Data to examine Block Start
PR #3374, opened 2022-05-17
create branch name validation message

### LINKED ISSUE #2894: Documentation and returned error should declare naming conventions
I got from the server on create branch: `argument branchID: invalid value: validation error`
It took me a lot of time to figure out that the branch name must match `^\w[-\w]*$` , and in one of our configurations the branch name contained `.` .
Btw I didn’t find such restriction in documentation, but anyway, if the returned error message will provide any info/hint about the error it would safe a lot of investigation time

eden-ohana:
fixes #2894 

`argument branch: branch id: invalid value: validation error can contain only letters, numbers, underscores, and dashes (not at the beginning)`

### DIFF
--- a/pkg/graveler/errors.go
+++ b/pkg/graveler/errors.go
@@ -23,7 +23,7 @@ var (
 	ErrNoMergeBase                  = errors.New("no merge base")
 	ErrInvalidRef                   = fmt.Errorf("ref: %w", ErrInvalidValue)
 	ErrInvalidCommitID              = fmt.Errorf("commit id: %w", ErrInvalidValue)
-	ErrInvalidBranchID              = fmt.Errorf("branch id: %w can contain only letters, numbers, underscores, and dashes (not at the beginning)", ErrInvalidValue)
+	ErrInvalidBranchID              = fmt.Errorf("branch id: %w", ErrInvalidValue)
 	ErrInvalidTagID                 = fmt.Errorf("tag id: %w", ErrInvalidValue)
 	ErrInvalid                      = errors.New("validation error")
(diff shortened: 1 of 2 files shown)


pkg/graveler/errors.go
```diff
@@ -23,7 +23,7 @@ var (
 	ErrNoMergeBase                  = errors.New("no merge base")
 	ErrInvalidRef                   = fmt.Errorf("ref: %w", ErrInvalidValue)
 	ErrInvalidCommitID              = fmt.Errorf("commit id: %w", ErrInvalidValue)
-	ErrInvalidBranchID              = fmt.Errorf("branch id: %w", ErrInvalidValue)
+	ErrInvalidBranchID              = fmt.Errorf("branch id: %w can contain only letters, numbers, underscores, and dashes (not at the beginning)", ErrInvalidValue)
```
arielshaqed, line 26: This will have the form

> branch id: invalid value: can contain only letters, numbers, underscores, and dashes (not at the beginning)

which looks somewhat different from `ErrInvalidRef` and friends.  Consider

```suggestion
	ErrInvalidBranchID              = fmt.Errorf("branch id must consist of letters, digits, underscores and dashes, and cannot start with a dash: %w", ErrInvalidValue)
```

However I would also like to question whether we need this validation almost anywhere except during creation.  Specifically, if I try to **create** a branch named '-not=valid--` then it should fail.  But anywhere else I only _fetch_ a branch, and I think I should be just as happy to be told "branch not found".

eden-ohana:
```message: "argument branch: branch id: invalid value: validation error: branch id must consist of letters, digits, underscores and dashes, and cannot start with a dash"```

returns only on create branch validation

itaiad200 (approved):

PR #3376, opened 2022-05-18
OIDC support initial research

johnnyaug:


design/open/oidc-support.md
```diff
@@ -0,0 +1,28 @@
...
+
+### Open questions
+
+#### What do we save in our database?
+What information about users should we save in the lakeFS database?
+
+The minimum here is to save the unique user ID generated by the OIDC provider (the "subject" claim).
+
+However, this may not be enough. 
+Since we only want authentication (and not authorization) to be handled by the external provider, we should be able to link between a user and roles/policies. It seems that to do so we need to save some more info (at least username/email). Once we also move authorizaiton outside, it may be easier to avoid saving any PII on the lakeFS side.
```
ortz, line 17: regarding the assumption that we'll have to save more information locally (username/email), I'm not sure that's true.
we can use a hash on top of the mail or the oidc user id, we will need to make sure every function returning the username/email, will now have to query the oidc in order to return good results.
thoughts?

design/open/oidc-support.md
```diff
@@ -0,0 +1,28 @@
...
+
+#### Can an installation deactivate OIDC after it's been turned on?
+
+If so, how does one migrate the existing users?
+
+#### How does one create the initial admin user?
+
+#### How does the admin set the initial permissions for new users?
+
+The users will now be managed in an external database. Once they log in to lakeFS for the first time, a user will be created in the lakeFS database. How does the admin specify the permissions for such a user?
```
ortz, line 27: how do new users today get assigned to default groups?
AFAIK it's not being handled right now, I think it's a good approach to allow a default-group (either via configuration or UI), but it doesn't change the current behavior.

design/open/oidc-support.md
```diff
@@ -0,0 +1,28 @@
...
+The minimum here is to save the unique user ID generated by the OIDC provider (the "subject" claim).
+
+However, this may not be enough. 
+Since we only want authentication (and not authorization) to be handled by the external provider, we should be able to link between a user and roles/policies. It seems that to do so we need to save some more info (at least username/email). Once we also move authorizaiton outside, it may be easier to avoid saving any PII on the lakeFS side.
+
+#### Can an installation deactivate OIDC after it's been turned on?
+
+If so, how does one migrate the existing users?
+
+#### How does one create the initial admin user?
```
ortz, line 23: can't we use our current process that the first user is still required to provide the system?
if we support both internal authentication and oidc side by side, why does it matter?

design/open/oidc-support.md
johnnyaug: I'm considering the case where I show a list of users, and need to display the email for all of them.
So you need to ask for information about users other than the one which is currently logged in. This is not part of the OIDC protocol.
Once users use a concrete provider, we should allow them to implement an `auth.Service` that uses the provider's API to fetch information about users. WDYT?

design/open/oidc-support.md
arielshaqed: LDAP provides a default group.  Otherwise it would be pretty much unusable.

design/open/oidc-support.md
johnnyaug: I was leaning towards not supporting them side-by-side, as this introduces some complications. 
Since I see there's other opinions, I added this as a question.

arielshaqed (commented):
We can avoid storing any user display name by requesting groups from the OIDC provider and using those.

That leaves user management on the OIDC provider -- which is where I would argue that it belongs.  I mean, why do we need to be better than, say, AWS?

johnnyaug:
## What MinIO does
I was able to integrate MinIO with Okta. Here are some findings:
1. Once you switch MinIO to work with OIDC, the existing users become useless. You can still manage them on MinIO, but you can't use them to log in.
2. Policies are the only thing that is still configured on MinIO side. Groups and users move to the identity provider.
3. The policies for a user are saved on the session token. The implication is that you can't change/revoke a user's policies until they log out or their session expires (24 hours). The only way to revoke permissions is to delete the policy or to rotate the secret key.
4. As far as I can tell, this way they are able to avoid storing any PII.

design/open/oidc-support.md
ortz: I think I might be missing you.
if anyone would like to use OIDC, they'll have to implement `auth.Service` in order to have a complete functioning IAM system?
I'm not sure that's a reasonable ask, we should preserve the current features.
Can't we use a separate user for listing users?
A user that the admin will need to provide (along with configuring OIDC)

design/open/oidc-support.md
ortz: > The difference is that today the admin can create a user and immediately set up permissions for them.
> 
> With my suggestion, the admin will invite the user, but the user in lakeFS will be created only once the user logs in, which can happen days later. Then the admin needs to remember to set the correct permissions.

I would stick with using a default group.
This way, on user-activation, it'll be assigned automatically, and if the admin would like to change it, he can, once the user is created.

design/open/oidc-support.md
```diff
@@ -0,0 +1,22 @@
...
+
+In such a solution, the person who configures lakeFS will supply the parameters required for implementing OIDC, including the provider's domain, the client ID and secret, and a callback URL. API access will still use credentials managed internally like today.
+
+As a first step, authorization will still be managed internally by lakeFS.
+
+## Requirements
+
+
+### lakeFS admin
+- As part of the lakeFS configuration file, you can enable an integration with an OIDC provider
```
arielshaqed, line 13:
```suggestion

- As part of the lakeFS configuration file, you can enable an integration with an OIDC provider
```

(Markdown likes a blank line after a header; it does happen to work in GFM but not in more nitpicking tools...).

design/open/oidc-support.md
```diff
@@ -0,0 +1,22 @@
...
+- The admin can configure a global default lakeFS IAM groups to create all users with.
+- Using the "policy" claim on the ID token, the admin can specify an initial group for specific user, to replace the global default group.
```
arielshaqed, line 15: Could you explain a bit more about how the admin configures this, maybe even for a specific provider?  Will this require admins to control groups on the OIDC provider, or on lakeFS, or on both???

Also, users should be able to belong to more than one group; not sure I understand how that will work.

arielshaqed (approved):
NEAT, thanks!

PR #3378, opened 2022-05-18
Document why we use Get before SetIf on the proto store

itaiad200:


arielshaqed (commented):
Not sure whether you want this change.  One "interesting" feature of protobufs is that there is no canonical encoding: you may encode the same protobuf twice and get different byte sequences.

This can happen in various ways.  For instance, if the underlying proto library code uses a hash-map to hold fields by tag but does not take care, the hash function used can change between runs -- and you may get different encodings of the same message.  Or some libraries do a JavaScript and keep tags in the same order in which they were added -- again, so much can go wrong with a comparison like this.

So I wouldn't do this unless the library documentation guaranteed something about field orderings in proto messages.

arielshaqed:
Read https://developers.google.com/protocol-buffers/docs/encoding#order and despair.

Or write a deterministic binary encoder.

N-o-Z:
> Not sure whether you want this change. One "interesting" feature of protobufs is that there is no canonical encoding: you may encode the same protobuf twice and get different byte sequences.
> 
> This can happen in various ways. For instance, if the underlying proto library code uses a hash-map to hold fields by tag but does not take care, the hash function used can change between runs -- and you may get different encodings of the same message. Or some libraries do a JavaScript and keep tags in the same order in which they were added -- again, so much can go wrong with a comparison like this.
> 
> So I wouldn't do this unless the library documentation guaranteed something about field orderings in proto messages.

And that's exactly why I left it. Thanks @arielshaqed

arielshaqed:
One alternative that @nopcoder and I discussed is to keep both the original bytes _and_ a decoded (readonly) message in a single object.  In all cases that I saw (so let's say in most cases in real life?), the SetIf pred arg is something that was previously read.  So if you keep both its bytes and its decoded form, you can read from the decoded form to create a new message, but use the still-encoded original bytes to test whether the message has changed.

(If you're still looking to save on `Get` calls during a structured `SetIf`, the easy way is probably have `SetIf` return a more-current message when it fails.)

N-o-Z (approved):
Data to examine Block End
Data to examine Block Start
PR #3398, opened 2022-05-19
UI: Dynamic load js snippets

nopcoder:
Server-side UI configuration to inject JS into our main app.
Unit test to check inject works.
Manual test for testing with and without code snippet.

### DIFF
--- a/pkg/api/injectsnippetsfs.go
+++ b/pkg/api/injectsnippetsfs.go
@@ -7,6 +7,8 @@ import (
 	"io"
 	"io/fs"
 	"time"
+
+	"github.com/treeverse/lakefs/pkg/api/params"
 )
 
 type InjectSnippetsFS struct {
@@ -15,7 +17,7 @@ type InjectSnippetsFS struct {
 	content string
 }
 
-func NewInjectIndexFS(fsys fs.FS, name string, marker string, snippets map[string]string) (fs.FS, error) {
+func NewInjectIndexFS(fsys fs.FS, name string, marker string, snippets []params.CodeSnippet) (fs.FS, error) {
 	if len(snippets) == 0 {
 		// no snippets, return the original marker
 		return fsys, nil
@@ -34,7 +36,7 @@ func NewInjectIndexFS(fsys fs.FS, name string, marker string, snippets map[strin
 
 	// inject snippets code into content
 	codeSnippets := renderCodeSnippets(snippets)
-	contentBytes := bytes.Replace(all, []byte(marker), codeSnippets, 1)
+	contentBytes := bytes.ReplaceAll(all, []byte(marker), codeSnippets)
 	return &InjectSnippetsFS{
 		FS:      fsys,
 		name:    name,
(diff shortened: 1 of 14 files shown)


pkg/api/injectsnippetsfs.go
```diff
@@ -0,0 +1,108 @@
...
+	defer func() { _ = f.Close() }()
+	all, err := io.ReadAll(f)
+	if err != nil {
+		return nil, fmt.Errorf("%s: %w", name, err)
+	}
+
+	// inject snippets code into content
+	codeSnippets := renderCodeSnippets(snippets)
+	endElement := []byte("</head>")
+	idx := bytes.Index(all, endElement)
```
Data to examine Block End
About this exercise: Every line above in which the word "first" occurs needs to be copied.

Reply:
+The users will now be managed in an external database. Once they log in to lakeFS for the first time, a user will be created in the lakeFS database. How does the admin specify the permissions for such a user?
ortz, line 23: can't we use our current process that the first user is still required to provide the system?
+As a first step, authorization will still be managed internally by lakeFS.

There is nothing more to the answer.